WORK INSTRUCTION —
Copy out every line below without alteration.
*** Opening of PROVIDED MATERIAL ***
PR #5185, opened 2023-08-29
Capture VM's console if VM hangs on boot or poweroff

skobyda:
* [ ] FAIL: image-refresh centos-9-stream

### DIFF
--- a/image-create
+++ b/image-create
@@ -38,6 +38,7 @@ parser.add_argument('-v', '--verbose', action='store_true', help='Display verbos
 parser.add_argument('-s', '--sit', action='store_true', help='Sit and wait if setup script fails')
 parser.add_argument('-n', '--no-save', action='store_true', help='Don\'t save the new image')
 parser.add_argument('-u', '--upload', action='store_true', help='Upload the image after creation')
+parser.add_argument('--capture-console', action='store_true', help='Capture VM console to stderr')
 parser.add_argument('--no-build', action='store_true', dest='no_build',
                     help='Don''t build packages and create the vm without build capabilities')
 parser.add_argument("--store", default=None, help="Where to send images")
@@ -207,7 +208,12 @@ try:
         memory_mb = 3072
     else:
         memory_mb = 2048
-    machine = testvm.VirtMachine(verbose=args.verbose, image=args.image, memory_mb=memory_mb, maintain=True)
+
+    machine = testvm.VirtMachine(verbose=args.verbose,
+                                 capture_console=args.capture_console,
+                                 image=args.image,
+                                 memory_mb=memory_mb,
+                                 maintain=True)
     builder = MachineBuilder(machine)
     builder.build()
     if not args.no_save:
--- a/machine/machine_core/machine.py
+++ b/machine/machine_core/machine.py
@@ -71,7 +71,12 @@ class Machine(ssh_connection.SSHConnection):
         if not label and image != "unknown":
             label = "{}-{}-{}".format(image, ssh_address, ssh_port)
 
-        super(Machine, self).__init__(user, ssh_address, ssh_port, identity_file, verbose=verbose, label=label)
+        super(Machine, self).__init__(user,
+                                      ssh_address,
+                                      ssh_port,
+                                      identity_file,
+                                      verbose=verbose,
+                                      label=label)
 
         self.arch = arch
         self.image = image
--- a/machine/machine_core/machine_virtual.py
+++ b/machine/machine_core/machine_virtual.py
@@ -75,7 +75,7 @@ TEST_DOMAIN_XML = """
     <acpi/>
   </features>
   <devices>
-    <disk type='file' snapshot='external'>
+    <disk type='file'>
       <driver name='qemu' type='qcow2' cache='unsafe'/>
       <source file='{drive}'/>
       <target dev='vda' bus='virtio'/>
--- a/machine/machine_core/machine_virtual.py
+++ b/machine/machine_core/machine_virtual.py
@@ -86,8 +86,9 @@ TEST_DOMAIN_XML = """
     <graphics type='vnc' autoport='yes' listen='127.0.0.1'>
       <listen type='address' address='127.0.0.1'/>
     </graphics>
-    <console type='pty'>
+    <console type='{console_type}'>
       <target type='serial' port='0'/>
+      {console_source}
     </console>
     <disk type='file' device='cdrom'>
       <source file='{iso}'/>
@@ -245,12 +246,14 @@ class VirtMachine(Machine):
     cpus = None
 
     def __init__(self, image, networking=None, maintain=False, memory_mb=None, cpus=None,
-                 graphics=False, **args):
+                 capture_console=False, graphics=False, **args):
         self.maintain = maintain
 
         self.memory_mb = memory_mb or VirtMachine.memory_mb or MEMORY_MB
*** Close of PROVIDED MATERIAL ***
YOUR SOLUTION —
PR #5185, opened 2023-08-29
Capture VM's console if VM hangs on boot or poweroff

skobyda:
* [ ] FAIL: image-refresh centos-9-stream

### DIFF
--- a/image-create
+++ b/image-create
@@ -38,6 +38,7 @@ parser.add_argument('-v', '--verbose', action='store_true', help='Display verbos
 parser.add_argument('-s', '--sit', action='store_true', help='Sit and wait if setup script fails')
 parser.add_argument('-n', '--no-save', action='store_true', help='Don\'t save the new image')
 parser.add_argument('-u', '--upload', action='store_true', help='Upload the image after creation')
+parser.add_argument('--capture-console', action='store_true', help='Capture VM console to stderr')
 parser.add_argument('--no-build', action='store_true', dest='no_build',
                     help='Don''t build packages and create the vm without build capabilities')
 parser.add_argument("--store", default=None, help="Where to send images")
@@ -207,7 +208,12 @@ try:
         memory_mb = 3072
     else:
         memory_mb = 2048
-    machine = testvm.VirtMachine(verbose=args.verbose, image=args.image, memory_mb=memory_mb, maintain=True)
+
+    machine = testvm.VirtMachine(verbose=args.verbose,
+                                 capture_console=args.capture_console,
+                                 image=args.image,
+                                 memory_mb=memory_mb,
+                                 maintain=True)
     builder = MachineBuilder(machine)
     builder.build()
     if not args.no_save:
--- a/machine/machine_core/machine.py
+++ b/machine/machine_core/machine.py
@@ -71,7 +71,12 @@ class Machine(ssh_connection.SSHConnection):
         if not label and image != "unknown":
             label = "{}-{}-{}".format(image, ssh_address, ssh_port)
 
-        super(Machine, self).__init__(user, ssh_address, ssh_port, identity_file, verbose=verbose, label=label)
+        super(Machine, self).__init__(user,
+                                      ssh_address,
+                                      ssh_port,
+                                      identity_file,
+                                      verbose=verbose,
+                                      label=label)
 
         self.arch = arch
         self.image = image
--- a/machine/machine_core/machine_virtual.py
+++ b/machine/machine_core/machine_virtual.py
@@ -75,7 +75,7 @@ TEST_DOMAIN_XML = """
     <acpi/>
   </features>
   <devices>
-    <disk type='file' snapshot='external'>
+    <disk type='file'>
       <driver name='qemu' type='qcow2' cache='unsafe'/>
       <source file='{drive}'/>
       <target dev='vda' bus='virtio'/>
--- a/machine/machine_core/machine_virtual.py
+++ b/machine/machine_core/machine_virtual.py
@@ -86,8 +86,9 @@ TEST_DOMAIN_XML = """
     <graphics type='vnc' autoport='yes' listen='127.0.0.1'>
       <listen type='address' address='127.0.0.1'/>
     </graphics>
-    <console type='pty'>
+    <console type='{console_type}'>
       <target type='serial' port='0'/>
+      {console_source}
     </console>
     <disk type='file' device='cdrom'>
       <source file='{iso}'/>
@@ -245,12 +246,14 @@ class VirtMachine(Machine):
     cpus = None
 
     def __init__(self, image, networking=None, maintain=False, memory_mb=None, cpus=None,
-                 graphics=False, **args):
+                 capture_console=False, graphics=False, **args):
         self.maintain = maintain
 
         self.memory_mb = memory_mb or VirtMachine.memory_mb or MEMORY_MB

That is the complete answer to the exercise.